Ploppymoodypants · 20/02/2019 07:39

I feel like there is a lack of understanding about mental health issues here.

Mental health issues are not because people lack grit and the ability to cope. It’s just that there is more help and treaty for lower level stuff so people can have time and medicine to treat it. 100 years ago if you were unwell you had to just get on with it, regardless of whether it was depression or a chest infection.
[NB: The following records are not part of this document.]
PR #446, opened 2026-07-31
feat(core): new upload retry backoff schedule (SDKA-36)

ianmeyer:

Upload retries used a `1s → 2s → 4s → 8s → 16s` exponential formula, then paused for a 60s cooldown once `flushMaxRetries` was hit and restarted the ladder. Every client retried on the same unjittered cadence, and a 429 was treated like any other retryable failure, so throttled clients came back well before the server wanted them to.

The [Client SDK Retry Logic](https://linear.app/amplitude/document/client-sdk-retry-logic-69d8c83f50b2) doc defines one retry policy across the Swift, Kotlin, and TypeScript SDKs. This aligns Kotlin with it.

Ref: SDKA-36

### Describe the solution

`ExponentialBackoffRetryHandler` now walks a fixed schedule — 1s, 8s, 32s, 128s — and then repeats 300s for as long as uploads keep failing. Each delay is jittered by ± half of itself, so clients spread out instead of retrying in lockstep; the effective windows are 0.5–1.5s, 4–12s, 16–48s, 64–192s, then 150–450s. A successful upload calls `reset()` and the schedule starts over.

Three deliberate decisions worth reviewing:

* **Retries are no longer capped.** The old max-attempt cooldown restarted the ladder back at the shortest delay, which contradicts "300s repeats until success." Removing the cap means `configuration.flushMaxRetries` no longer governs upload retries — it still applies to per-event attempts in `InMemoryResponseHandler`. That is a behavior change for anyone who set it expecting a ceiling. Events are not dropped by this path, so nothing is lost; uploads just keep trying.
* **A 429 waits a fixed 30s** and bypasses the backoff schedule entirely, per the doc's "429 (wait 30 sec)". Note this delay is not jittered and does not escalate, so sustained throttling produces a flat 30s cadence across clients. Respecting `Retry-After` is not possible yet — `HttpClientInterface.upload()` returns no headers.
* **An invalid API key is terminal.** The response handler still drops the batch and fires the 400 callbacks; the pipeline now stops walking the remaining event files instead of re-issuing a request per file that is guaranteed to fail the same way.

`ExponentialBackoffRetryHandler` is annotated `@RestrictedAmplitudeFeature`, so external construction now requires opt-in. The public API dump is unchanged — `apiCheck` passes with no `.api` edits. The old `(Int, Int, Double)` constructor and `maxRetryAttempt` are retained but deprecated and ignored.

* `./gradlew :analytics-core:test :android:test apiCheck ktlintCheck` — green.
* `ExponentialBackoffRetryHandlerTest` asserts the ladder in order, that it plateaus at 300s across 10 further attempts, that every delay lands within ± half of its nominal value and that the values actually vary, and that `reset()` returns to the 1s step. Delays are measured in `runTest` virtual time, so the suite does not sleep.
* `EventPipelineTest` covers the 429 path waiting exactly 30s without touching the retry handler, an invalid API key not retrying, and retries continuing past `flushMaxRetries` (attempt 50 → 51).

* [Client SDK Retry Logic](https://linear.app/amplitude/document/client-sdk-retry-logic-69d8c83f50b2)
* [SDKA-36](https://linear.app/amplitude/issue/SDKA-36/align-upload-retry-backoff-with-the-client-sdk-retry-logic-doc)

### Checklist

Not marked as breaking, so semantic-release cuts a minor. Arguable both ways: `flushMaxRetries` becomes inert for uploads, and the deprecated constructor lost its parameter defaults (a source break, though binary compatibility holds). Say the word and I will add a `BREAKING CHANGE:` footer for a major.

<details>
<summary>AI Prompt</summary>

Update retry logic in ExponentialBackoffRetryHandler, etc.

New logic:

Retry exponentially with delays 8s, 32s, 128s, 256s, 300s, 300s, 300s. For each stage add a jitter of +/- half the delay.

so, 4-12s, 16-48s, 64-192s, 128s-384s, 150s-450s, 150s-450s, ...

do not retry on bad API key errors, this is terminal.

for 429 errors, wait a minimum of 30 seconds before retrying.

(The schedule was subsequently changed to 1s, 8s, 32s, 128s, 300s to match the design doc, and the 429 delay became a fixed 30s rather than a minimum.)

</details>

---

> [!NOTE]
> **Medium Risk**
> Changes core upload retry timing and removes the upload retry ceiling (`flushMaxRetries` no longer applies here), which can alter offline recovery behavior and server load patterns for existing apps.
> 
> **Overview**
> Aligns Kotlin **event upload retries** with the shared Client SDK retry policy: fixed backoff steps with jitter, special handling for **429** and **invalid API key**, and **no cap** on upload retries.
> 
> **`ExponentialBackoffRetryHandler`** no longer uses exponential `2^n` delays or `flushMaxRetries`. Retries follow **1s → 8s → 32s → 128s**, then **300s** indefinitely, each step jittered by ±50%. `attemptRetry` always signals retry (`canRetry` is always true). The old parameterized constructor and `maxRetryAttempt` / `maxDelayInMs` are deprecated. The class is **`@RestrictedAmplitudeFeature`**.
> 
> **`EventPipeline`** wires the new handler (default constructor only), drops the **max-retry cooldown** (`MAX_RETRY_ATTEMPT_SIG` / 60s pause), treats **invalid API key** `BadRequestResponse` as **terminal** (stop processing remaining files, no retry), and on **429** waits a **fixed 30s** before re-queueing upload—**without** going through the backoff handler.
> 
> Tests cover the new schedule, jitter, 429 timing, invalid API key, and retries continuing past former `flushMaxRetries` limits.
> 
> <sup>Reviewed by [Cursor Bugbot](https://cursor.com/bugbot) for commit 260e9ddd0f91ad9f1ec20cbd1bffb488ed8e42fd. Bugbot is set up for automated code reviews on this repo. Configure [here](https://www.cursor.com/dashboard/bugbot).</sup>

### DIFF
--- a/analytics-core/src/main/java/com/amplitude/core/platform/EventPipeline.kt
+++ b/analytics-core/src/main/java/com/amplitude/core/platform/EventPipeline.kt
@@ -185,7 +185,7 @@ public class EventPipeline(
         scope.launch(amplitude.storageIODispatcher) {
             if (isActive && running && !scheduled) {
                 scheduled = true
-                delay(amplitude.configuration.flushIntervalMillis.toLong())
+                delay(amplitude.configuration.flushIntervalMillis.milliseconds)
                 flush()
                 scheduled = false
             }
--- a/analytics-core/src/main/java/com/amplitude/core/platform/EventPipeline.kt
+++ b/analytics-core/src/main/java/com/amplitude/core/platform/EventPipeline.kt
@@ -1,12 +1,15 @@
 package com.amplitude.core.platform
 
 import com.amplitude.core.Amplitude
+import com.amplitude.core.RestrictedAmplitudeFeature
 import com.amplitude.core.Storage
 import com.amplitude.core.events.BaseEvent
 import com.amplitude.core.utilities.ExponentialBackoffRetryHandler
+import com.amplitude.core.utilities.http.BadRequestResponse
 import com.amplitude.core.utilities.http.HttpClient
 import com.amplitude.core.utilities.http.HttpClientInterface
 import com.amplitude.core.utilities.http.ResponseHandler
+import com.amplitude.core.utilities.http.TooManyRequestsResponse
 import com.amplitude.core.utilities.logWithStackTrace
 import kotlinx.coroutines.CoroutineScope
 import kotlinx.coroutines.channels.Channel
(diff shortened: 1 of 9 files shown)


analytics-core/src/main/java/com/amplitude/core/platform/EventPipeline.kt
polbins: nit: warning fix
```suggestion
                delay(amplitude.configuration.flushIntervalMillis.milliseconds)
```

polbins (commented):
Should we deprecate `flushMaxRetries` as well? (this might be a question for the wider team)

ianmeyer:
@polbins deprecating `flushMaxRetries` seems correct to me

polbins (approved):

Those that were too unwell either died, or ended up in the work house or asylum.

Looneytune253 · 20/02/2019 07:56

@Ploppymoodypants I just meant that our attitudes to life have gradually changed and our expectations so we are bound to feel disappointed in what we have and what we achieve if we are always seen as failing. It’s only natural. We get upset/offended much easier these days (which is not always a bad thing)

SquiddyMcSquidford · 20/02/2019 08:09

Bit cheeky to link to your own thread I know, but I started one (inspired by this thread) about mental health & parenting then & now, a few days ago, here www.mumsnet.com/Talk/am_i_being_unreasonable/3511206-To-wonder-if-changes-in-parenting-approaches-have-affected-MH-on-a-population-level

Just mentioning it cos a few recent posts here touch on the same issues.

JumpOrBePushed · 20/02/2019 08:12

I remember hearing about one of my great grandmothers - one of her children was killed in an accident. She took to her bed and never came out again until she died, over a decade later.

She clearly couldn’t cope with the bereavement at all and had some sort of major depression. I guess she was lucky not to end up sent to an asylum.